The legislature poses the question "Shall able-bodied, childless adults be required to look for work in order to receive taxpayer-funded welfare benefits?" The results of the referendum had no legal effect, and Wisconsin law already has work requirements for all welfare programs in the state. Voters approved this advisory referendum.

| Choice | Votes | % |
|---|---|---|
| Yes | 1,417,035 | 79.57% |
| No | 363,941 | 20.43% |
| Total votes | 1,780,976 | 100.00% |

== Local elections ==
=== Brown County===
==== Green Bay mayor====
A regularly scheduled mayoral election was held in Green Bay, Wisconsin, concurrent with the Spring general election. First-term incumbent Democrat Eric Genrich defeated a challenge from Republican former state representative Chad Weininger to win a second four-year term.

==== Howard village president====
A regularly scheduled election for village president was held in Howard, Wisconsin, concurrent with the Spring general election. Incumbent Burt McIntyre defeated IT professional J. D. Kopp in the April general election.

=== Dane County===

==== Fitchburg mayor ====
A regularly scheduled mayoral election was held in Fitchburg, Wisconsin, concurrent with the Spring general election. Incumbent mayor Aaron Richardson declined to seek re-election to a third term after unsuccessfully running for State Treasurer. Only two candidates filed to run for the office, removing the need for a primary. District 2 Alderperson Julia Arata-Fratta defeated fellow Alderperson and Common Council president Randy Udell by 4 points in the general election.

==== Madison mayor ====
A regularly scheduled mayoral election was held in Madison, Wisconsin, concurrent with the Spring general election. First-term incumbent mayor Satya Rhodes-Conway defeated former deputy mayor and Madison Metropolitan School District School Board President Gloria Reyes in the general election to win a second four-year term. Scott Kerr, a career city employee of the city of Madison, was eliminated in the primary. Daniel Howell, a recent University of Wisconsin graduate, missed the filing deadline and ran an unsuccessful write-in campaign in the primary.

==== Middleton mayor ====
A regularly scheduled mayoral election was held in Middleton, Wisconsin, concurrent with the Spring general election. Incumbent mayor Gurdip Brar did not run for a third term. City councilmember Emily Kuhn defeated fellow city councilmember Kathy Olson in the April general election.

===Outagamie County===
====Outagamie County executive====
A regularly scheduled county executive election was held in Outagamie County, Wisconsin, concurrent with the Spring general election. Three-term incumbent Democrat Tom Nelson defeated former county board member Kevin Sturn in the general election to win a fourth four-year term. County board member Justin Krueger was eliminated in the primary.

===Racine County===
==== Racine mayor ====
A regularly scheduled mayoral election was held in Racine, Wisconsin, concurrent with the Spring general election. Incumbent mayor Cory Mason defeated city councilmember Henry Perez in the general election to win a second four-year term. Retirement financial advisor Jim DeMatthew was eliminated in the February primary.

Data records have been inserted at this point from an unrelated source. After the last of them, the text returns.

PR #951, opened 2019-07-29
Do not map bad users to guest

debuglevel:
The Samba default is "map to guest = never", which is the more intuitive behaviour compared to the often used "bad user". If a client connects to a Samba server with "map to guest = bad user", the client does not get a hint about a bad user/password and thinks that he did everything fine and remembers this password. The client will then miss some directories which the guest does not have access to and is somehat irritated what is happening.


drybjed (approved):
Sounds good, thanks.

PR #952, opened 2019-07-30
[debops.reprepro] Default to no Component for update rules

gaudenz:
Don't set Component or UDebComponent for update rules if no component is
set in the configuration. Reprepro will then use the components from the
Distribution being updated. This is a saner default than using
reprepro_repository_components. The same logic is already used for pull
rules.

With the current code it's also not possible to not set Component or
UDebComponent on an update rule which makes updates from a repository
which does not have any udeb components hard.


gaudenz:
Sorry, I made a mistake while rebasing this onto master. The first version had an invalid template. Fixed now.

drybjed (approved):
Sounds like a good idea, thanks! :-)

PR #956, opened 2019-08-01
[debops.slapd] Fix regex for deriving base dn

drebs:
For a `slapd__domain` equals to "example.org", the previous regex would
generate `slapd__base_dn` like this:

  ["dc=exampledc=", "dc=orgdc="]

This would result in a final `slapd__basedn` of:

  "dc=exampledc=,dc=orgdc"

Changing the regex to "^(.*)$" fixes the issue for me.


drybjed:
@drebs I wasn't able to replicate the error in Debian Buster, so it might be something else than just a new OS release. I was using Ansible 2.8 but on Python 2.7, perhaps this might be a factor. Your change still seems to work, so I'll merge it, though.

drybjed (approved):

PR #957, opened 2019-08-02
Provisioning examples in Vagrant environment (WIP)

nqb:
Hello,

This is a WIP but I would like to get some review for now to be sure I'm not in a wrong direction.

What have been done:
- define a new Vagrant provisionner to install examples in Vagrant environment
- create a bootstrap example to introduce two ways of bootstrapping hosts:
  * one with current user of Ansible controller
  * one with a dedicated user (`ansible-admin`)
- start documentation

My idea is to provide other examples (not in this PR) like:
- common (with specific settings for nullmailer, sshd and unattended_upgrades)
- proxy-cacher
- preseed/ipxe/tftp
- webserver (with either a static site or one of the debops-provided
services) with Lets-Encrypt support (suggested by @htgoebel)

Each example directory will have same Vagrantfile. That way, you can have dedicated VMs for each example directory.

Regarding documentation, I'm not sure we can include inventory examples directly in DebOps' documentation. If yes, YAML files will need to be written like `defaults/*.yml` files in roles to be parsed by `yaml2rst`. Also, `lib/examples` is not part of `docs/` folder.


Vagrantfile
```diff
@@ -672,6 +672,32 @@ fi
...
+for example in ${examples}; do
+    rsync -a ${upstream_dir}/${example} ${projects_dir}
+    jane notify info "${upstream_dir}/${example} installed in ${projects_dir}"
+    rsync -a ${controller_dir}/ ${projects_dir}/${example}/
+    jane notify info "${projects_dir}/${example}/ synchronized with ${controller_dir}/"
+done
+jane notify success "All examples installed and synchronized in ${projects_dir}"
+
+wget -q -O $HOME/.ssh/id_rsa.pub https://raw.githubusercontent.com/hashicorp/vagrant/master/keys/vagrant.pub
+jane notify info "Insecure vagrant **public** key installed in $HOME/.ssh for bootstrap example"
```
drybjed: Is this really needed? The current `Vagrantfile` should alrady provision the insecure Vagrant key, it's necessary for communication between the nodes.

lib/examples/bootstrap/ansible/inventory/group_vars/node2/bootstrap_ansible_user.yml
```diff
@@ -0,0 +1,2 @@
+---
+ansible_user: ansible-admin
```
drybjed: I would quote the value here to be consistent.

lib/examples/bootstrap/ansible/inventory/group_vars/node2/bootstrap_system_users.yml
```diff
@@ -0,0 +1,15 @@
...
+system_users__self: False
+
+# dedicated admin account to manage servers
+system_users__accounts:
+
+  - name: 'ansible-admin'
+    group: 'ansible-admin'
+    comment: 'Ansible admin'
+    # home path is generated automatically
+    shell: '{{ system_users__fact_self_shell }}'
```
drybjed: This will use the shell you have set on your account on Ansible Controller. Perhaps for the sake of consitency and not relying ton the dynamic user configuration, you should use `/bin/bash` here instead? Otherwise the users will wonder where does this shell come from.

lib/examples/index.rst
```diff
@@ -0,0 +1,56 @@
...
+
+Provisioning examples in Vagrant
+--------------------------------
+
+After doing a :cmd:`vagrant up` in an example directory, you can provision
+examples with following command:
+
+..  code-block:: console
+
+    vagrant provision --provision-with=setup_examples
```
drybjed: Perhaps you could change the name of the provision script to `examples`, then the command would be:
```sh
vagrant provision --provision-with=examples
```
Seems a bit nicer to use and easier to remember.

drybjed (changes requested):
Interesting setup, looking forward for more documentation. There are some changes I'd like to see, look at the individual comments.

You can include files from anywhere in the monorepo in the documentation. The actual playbooks and the `COPYRIGHT` files are examples of this.

Vagrantfile
nqb: I would like to avoid this in order to keep examples independent from Vagrant setup.

Current vagrant provisioning provision vagrant insecure **private** key in `/home/vagrant/.ssh`, not public key. Consequently, when you want to bootstrap a host with another user than `vagrant` (here `ansible-admin`),  `debops.system_users` will not import any SSH key in `/home/ansible-admin/.ssh` because there is no agent available and no public SSH key in `/home/vagrant/.ssh` on controller.

lib/examples/index.rst
nqb: Agree, I try to follow name of current provisionners (like `setup_eatmydata`).

nqb: I got your point, you mean only change name of provisionner not name of script.

nqb:
> You can include files from anywhere in the monorepo in the documentation. The actual playbooks and the COPYRIGHT files are examples of this.

Thanks, I will take a look.

Vagrantfile
drybjed: The insecure public key is available in `/home/vagrant/.ssh/authorized_keys`, you should be able to grab it from there if the provision script is executed as the `vagrant` user - no need to hit an eternal URL every time a Vagrant VM is provisioned. Just copy the `authorized_keys` file to `id_rsa.pub` and you should be fine.

nqb: Nice idea, I did it.

However, in current `Vagrantfile`, this setup will work only if you are running `debian/buster64` box:

```ruby
        if ENV['VAGRANT_BOX'] || 'debian/buster64' == 'debian/buster64'
            subconfig.ssh.insert_key = false
```
From my point of view, there is no need for such test for master or nodes box.

Any reason about this current config ?

drybjed: I think we can drop this one, good catch. It will also help when `debian/stretch64` is used in some CI tests. I'll check it out in the CI pipeline to be sure.

nqb:
I addressed all issues.

I will work on documentation and update this PR.

PR #961, opened 2019-08-03
[debops.zerotier] - add new role

russelltsherman:
this role manages zerotier clients, attaching and removing hosts to existing zerotier networks
it does not take on the task of creating standalone zerotier controller

I imagine there is a bit of work to do here to make this consistent with other debops roles..
I look forward to guidance as to what changes need made


drybjed:
Do you plan to create the ZeroTier Controller role as well? Because without it, DebOps users are forced to use the public one, and I wouldn't want to pigeonhole them into that option.

russelltsherman:
i did not have immediate plans to add that.. 
but i understand your view and will resubmit when that aspect has been added.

====Mount Pleasant village board====
A regularly scheduled village board election was held in Mount Pleasant concurrent with the Spring general election. Incumbent village president Dave DeGroot and his allies on the village board defeated a challenge from a slate of village residents opposed to the Foxconn project, and the handling of that issue by the village government. Incumbent president Dave DeGroot defeated activist Kelly Gallaher. Trustee Nancy Washburn defeated Kim Mahoney, who was a long-time holdout against relocating from the Foxconn site. Trustee John Hewitt defeated Travis Yanke, a project manager at AbbVie. Trustee Ram Bhatia defeated accountant Eric Martinez.

===Winnebago County===
====Oshkosh mayor====
A regularly scheduled mayoral election was held in Oshkosh, Wisconsin, concurrent with the Spring general election. Incumbent mayor Lori Palmeri did not run for re-election, after being elected to the Wisconsin State Assembly in 2022. Deputy mayor Matt Mugerauer defeated fellow city councilmember Aaron Wojciechowski in the general election.